* _To do_
In the listing below, the answer starts at the line that has "PR #398, opened 2023-04-04" and stops after the line that has "The projects module"; please repeat that part exactly and nothing more.

* _Material for the task_
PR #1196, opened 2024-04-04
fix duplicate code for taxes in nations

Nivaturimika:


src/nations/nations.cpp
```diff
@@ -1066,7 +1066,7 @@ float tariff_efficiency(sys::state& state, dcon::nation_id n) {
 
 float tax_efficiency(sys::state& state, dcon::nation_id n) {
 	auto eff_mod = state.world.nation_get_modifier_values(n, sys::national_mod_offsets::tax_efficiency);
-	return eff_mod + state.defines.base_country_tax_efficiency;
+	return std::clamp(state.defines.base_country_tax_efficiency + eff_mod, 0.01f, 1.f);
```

* * *

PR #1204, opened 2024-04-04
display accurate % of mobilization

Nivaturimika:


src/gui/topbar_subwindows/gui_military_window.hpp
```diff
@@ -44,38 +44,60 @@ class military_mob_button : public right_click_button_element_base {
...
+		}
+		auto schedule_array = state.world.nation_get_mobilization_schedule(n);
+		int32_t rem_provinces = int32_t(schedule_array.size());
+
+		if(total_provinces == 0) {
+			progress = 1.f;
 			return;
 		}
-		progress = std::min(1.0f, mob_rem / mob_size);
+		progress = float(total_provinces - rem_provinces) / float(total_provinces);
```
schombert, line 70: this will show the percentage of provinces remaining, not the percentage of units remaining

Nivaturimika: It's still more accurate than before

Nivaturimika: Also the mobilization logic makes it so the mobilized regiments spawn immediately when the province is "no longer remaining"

==

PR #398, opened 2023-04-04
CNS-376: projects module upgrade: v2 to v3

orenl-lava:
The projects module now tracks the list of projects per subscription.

* _Solution to this exercise_
PR #398, opened 2023-04-04
CNS-376: projects module upgrade: v2 to v3

orenl-lava:
The projects module now tracks the list of projects per subscription.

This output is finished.